Мимо прошел парень с плакатом «Мир – это выхухоль». Глаза у него были шальные, словно он три дня не спал. Дэн проводил его понимающим взглядом и поплелся домой.
***
В автобусе Дэн дозвонился до регистратуры и вызвал участкового терапевта на завтра. Надо же с чего-то начинать. Мысль о том, чтобы упечь маму в психушку, уже не раз приходила ему в голову, однако он решил, что это слишком радикально. Каждому живому организму должен быть дан хоть один шанс. Скорее всего, думал он (и был недалек от истины), рассудок мамы, и без того ослабленный, затуманился из-за резкого стресса. Он надеялся, что мама вернется.
***
Вернувшись домой, Дэн ожидал чего угодно – занесенного с криком ножа, санитаров, вызванных маминой подругой, чьих-то мозгов на полу, но чего он никак не надеялся увидеть, так это старой доброй мамы. Вот она перед ним в прихожей, вышла встретить.
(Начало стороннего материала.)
PR #840, opened 2021-06-18
Feat/pgsql wire ext query

mmeloni:


pkg/pgsql/server/fmessages/bind.go
```diff
@@ -0,0 +1,150 @@
...
+	if len(parameterFormatCodes) == 0 {
+		forceTXT = true
+	}
+	if len(parameterFormatCodes) == 1 {
+		if f, ok := parameterFormatCodes[0]; ok {
+			switch f {
+			case 0:
+				forceTXT = true
+			case 1:
+				forceBIN = true
```
byo, line 96: What about other values of `f`? Shouldn't it return an error on `default` case?

pkg/pgsql/server/fmessages/bind.go
```diff
@@ -0,0 +1,150 @@
...
+	preparedStatement, err := getNextString(r)
+	if err != nil {
+		return BindMsg{}, err
+	}
+
+	parameterFormatCodeNumber, err := getNextInt16(r)
+	if err != nil {
+		return BindMsg{}, err
+	}
+	parameterFormatCodes := make(map[int]int16, 0)
```
byo, line 70: Is a map needed here? We're storing those ints sequentially  so a slice should be enough

pkg/pgsql/server/fmessages/bind.go
```diff
@@ -0,0 +1,150 @@
...
+		if forceBIN {
+			params = append(params, pVal)
+			continue
+		}
+		if f, ok := parameterFormatCodes[i]; ok {
+			switch f {
+			case 0:
+				params = append(params, string(pVal))
+			case 1:
+				params = append(params, pVal)
```
byo, line 125: Shouldn't we handle the `default` case here as well ?

pkg/pgsql/server/fmessages/bind.go
```diff
@@ -0,0 +1,150 @@
...
+	if len(parameterFormatCodes) == 1 {
+		if f, ok := parameterFormatCodes[0]; ok {
+			switch f {
+			case 0:
+				forceTXT = true
+			case 1:
+				forceBIN = true
+			}
+		}
+	}
```
byo, line 99: Maybe it would be good to check if `len(parameterFormatCodes) == pCount` if it's not 0 or 1? I guess it would indicate a malformed packet.

pkg/pgsql/server/fmessages/bind.go
```diff
@@ -0,0 +1,150 @@
...
+
+	resultColumnFormatCodesNumber, err := getNextInt16(r)
+	if err != nil {
+		return BindMsg{}, err
+	}
+
+	resultColumnFormatCodes := make([]int16, 0)
```
byo, line 135:
```suggestion
	resultColumnFormatCodes := make([]int16, 0, resultColumnFormatCodesNumber)
```

pkg/pgsql/server/fmessages/describe.go
```diff
@@ -0,0 +1,34 @@
...
+}
+
+func ParseDescribeMsg(msg []byte) (DescribeMsg, error) {
+	descType := msg[0]
+	name := make([]byte, len(msg)-2)
+	copy(name, msg[1:len(msg)-1])
+	return DescribeMsg{
+		DescType: string(descType),
+		Name:     string(name),
+	}, nil
```
byo, line 33: Why an extra copy is needed? Wouldn't this be enough?

```suggestion
	return DescribeMsg{
		DescType: string(descType),
		Name:     string(msg[1:len(msg)-1]),
	}, nil
```

pkg/pgsql/server/stmts_handler.go
```diff
@@ -0,0 +1,36 @@
+package server
+
+import (
+	"regexp"
+)
+
+func (s *session) isInBlackList(statement string) bool {
+	var set = regexp.MustCompile(`(?i)set\s+.+`)
```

Правда, она явно не в духе, об этом без слов говорила тряпка, туго затянутая на голове, но это была его мама. Без закидонов.
– Сынок! – обрадовалась она. – Я тебя совсем потеряла!
Мама стояла перед ним в стареньком халатике, в тапочках на босу ногу, и лучи солнца освещали ее сзади так, что она походила на святую. Тихо подошла, погладила по голове.
– Ты чего хмурый? – спросила. – Где был?
– По центру прогулялся. Потом в кино сходил.
– Ясно, – сказала мама. – Ты бы покушал, сынок. Там в холодильнике перцы фаршированные, подогрей.
– Спасибо, мама!
Она ушла в комнату, и он, наконец, нормально поел. Впервые за сутки.
***
– Здрасьте, здрасьте!
Врач зашла в облаке терпкого парфюма, стряхнула капли дождя с зонтика и повесила его на ручку двери.
– Напомните, чтобы не забыла, когда пойду, – с казала Дэну. – Ну, где больная?
– Ой, Вера Андреевна! – удивилась мама, выглянув на шум в коридор. – Это что же, сын вызвал вас?
– Вызвал. И молодец… Держите! – она протянула Дэну не по погоде теплое кашемировое пальто, настолько мокрое, что с него на пол капало, и прошла к маме в комнату, оставляя следы на линолеуме. Дэн повесил пальто с края, чтобы не замочить другие вещи, и прислушался к разговору, стараясь не забыть имя врача. Вера Андреевна.
– Голова страшно болит с самого утра, голубушка…
– Это вы на погоду так реагируете. Стул возьму?
– Конечно, конечно!
– Вы лежите, я сама.
Послышался треск диванных пружин.
– Вы на машине приехали?
– Какой там! Пешком. Всю районную грязь истоптала. Вон, видите, волосы промокли, хоть выжимай, а я прическу делала, на бигудях спала.
– Ой, не говорите, льет с самого утра, никакого просвета…
– Ну, на что жалуетесь, голубка моя?